Firefox Project Nova redesign adds toggle to disable all AI features

Editorial illustration for: Firefox's Project Nova redesign adds toggle to disable all AI features

In brief

  • Project Nova redesigns Firefox with rounded tabs and a fire-inspired color palette.
  • Plain-language controls let users disable AI features entirely, giving explicit choice over integration.
  • Mozilla's approach contrasts with Chrome's quiet installation of a 4GB Gemini Nano model.

The redesign: rounded tabs and fire

Project Nova features rounded tabs, a refreshed color palette inspired by fire, and compact mode finally making a comeback. Mozilla is redesigning its settings with plain-language controls that make privacy choices easier to act on—including controls for turning off AI features entirely.

The timing is deliberate. Chrome has been quietly installing an undeletable 4GB Gemini Nano model on its users' PCs. Meanwhile, browsers like Dia, Opera Neon, and Comet have been racing to build AI-first experiences that automate browsing and chat with tabs. Firefox's answer isn't to fold—it's to give users a choice.
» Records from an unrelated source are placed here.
Issue #1392, opened 2017-09-25
Previous links stay purple after clearing.


doublez13:
Tested on Android O on Pixel

For example...
1. Go to Wikipedia
2. Browse a link
3. Press the trash can to clear everything
4. Browse back to Wikipedia
5. Viewed link still appears purple

Pressing the trash can, then closing the app seems to actually clear the viewed links.

pocmo:
Thank you for filing this issue. Can you help me answer the following questions so that I can try to reproduce this issue?

* What device are you using?
* What Android version is installed on your device?
* What's the browser user agent if you go to this URL: http://www.whoishostingthis.com/tools/user-agent/

doublez13:
Google Pixel running Android 8.0.0

Mozilla/5.0 (Linux; Android 8.0.0) AppleWebKit/537.36 (KHTML, like Gecko) Version/4.0 Focus/2.0 Chrome/61.0.3163.98 Mobile Safari/537.36

doublez13:
Here's an exact test case that I've confirmed
1. Open Firefox Focus
2. Go to wiki.kernel.org
3. Tap the rt link (first link on the list)
4. Tap trash can
5. Go to wiki.kernel.org
6. rt link still appears purple

ekager:
#322 is where this issue was discussed previously. There doesn't seem to be much action in the [Chromium bug we filed. ](https://bugs.chromium.org/p/chromium/issues/detail?id=709627&can=2&start=0&num=100&q=&colspec=ID%20Pri%20M%20Stars%20ReleaseBlock%20Component%20Status%20Owner%20Summary%20OS%20Modified&groupby=&sort=) So I will try to work on the CSS injection bit because I don't think we're doing anything wrong in how we clear history, cache, cookies, etc.

pocmo:
@ekager Have you been able to reproduce this for Wikipedia? That's something I'm still unable to.

For wiki.kernel.org: They do not appear to use a style for links at all (default browser colors). That's not covered by our workaround and a known issue. This might be a duplicate of #990 (Fix in WebView required).

liuche:
Duping this to #1600

PR #1462, opened 2017-10-10
CSS workaround to clear visited link color (#1392)

ekager:
We were just removing any CSS for "visited", so I added a line to add our own visited CSS instead of letting it default. Limitations of this: If link colors are set for a significant reason, they will not be displayed. I tried to just set the visited field, but then it was displaying the visited links a different shade of blue, so I followed the [default link color from Mozilla](https://hg.mozilla.org/mozilla-central/file/3d57107fcf9f/modules/libpref/init/all.js#l212) to set the visited and link colors. With more complicated JavaScript, we could maybe set the visited color to match the original link color, but may be less flexible/more prone to errors. This fixes the STR example for this bug.

### DIFF
--- a/app/src/webview/java/org/mozilla/focus/webview/FocusWebViewClient.java
+++ b/app/src/webview/java/org/mozilla/focus/webview/FocusWebViewClient.java
@@ -46,34 +46,53 @@ import org.mozilla.focus.web.IWebView;
      */
     private static final String CLEAR_VISITED_CSS =
             "var nSheets = document.styleSheets.length;" +
-            "for (s=0; s < nSheets; s++) {" +
-            "  var stylesheet = document.styleSheets[s];" +
-            "  var nRules = stylesheet.cssRules ? stylesheet.cssRules.length : 0;" +
-            // rules need to be removed by index. That modifies the whole list - it's easiest
-            // to therefore process the list from the back, so that we don't need to care about
-            // indexes changing after deletion (all indexes before the removed item are unchanged,
-            // so by moving towards the start we'll always process all previously unprocessed items -
-            // moving in the other direction we'd need to remember to process a given index
-            // again which is more complicated).
-            "  for (i = nRules - 1; i >= 0; i--) {" +
-            "    var cssRule = stylesheet.cssRules[i];" +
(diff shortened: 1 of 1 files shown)


ekager:
Hmm I *think* it will go through every stylesheet associated with the loaded website and remove all ":visited" tags from the stylesheets, and then this will add a line to the end of every stylesheet to set the ":link" and ":visited" as the same blue color.

pocmo:
Oh, yeah, somehow I missed that you add a color for :link too.

I guess this should work. But wouldn't we break the design of websites with that?

ekager:
Yes. I'm worried if I try to extract the link color and set the visited color to those, it will get messy, but I can try to make it more robust.

ekager:
Okay I attempted to make this more robust by trying to do several things at a time. 

1. Remove :visited tags from all stylesheets (this was all we had before)
2. Attempt to find :link tags and a) add a new rule for :visited to match link CSS exactly and b) splice matching :visited tag into the other rule to piggyback. 
3. If we can't find a :link tag and we can't find an "a" tag at all, then we will inject the generic blue for links and visited. 

I tested it on a few sites and it seemed to work... Let me know if you have any other ideas!

pocmo:
Wow, that's pretty cool! 👍 I'll give it a try. :)

ekager:
Just checked for Reddit mobile site and it doesn't work... Not sure what else to include...

ekager:
I researched this more today. I'm not very experienced with CSS and realized that it goes much further than the cases I was looking for. With more complicated websites this will not find/change everything because of CSS classes and IDs and more specific selectors. I'm not convinced it would be possible with JavaScript injection to scrub all visited link styles reliably, or even to force color the links. If anyone is more experienced with JavaScript/CSS injection feel free to butt in!

pocmo:
Not catching all cases is okay - for the workaround. @ekager Do you still think your modification is something that makes it better or does it have negative effects in some cases?

ekager:
I *think* it is a slight improvement covering a few more cases of not too complex CSS. I didn't notice any negative effects, it just won't work in some cases (like Reddit...)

Market position and the "no bloat" trend

Firefox holds approximately 4.44% of global browser market share, a far cry from Chrome's roughly 66%. That gap has been widening for years. But the browser space is shifting. In April, Brave launched Brave Origin—a paid browser build ($60 one-time, free on Linux) that strips out Leo, Rewards, Wallet, VPN, Tor windows, and telemetry. Before that, tutorials on manually "debloating" Brave had been going viral for years.

The fact that "no AI, no bloat" is now a paid product category says something about user frustration.

Mozilla's bet

Mozilla stated that Firefox is the only browser built for people, not platforms. Project Nova is the visual argument for that claim. Instead of fighting the AI wave, Firefox is letting users opt out entirely—a stance that mirrors its historical stance on privacy and user agency.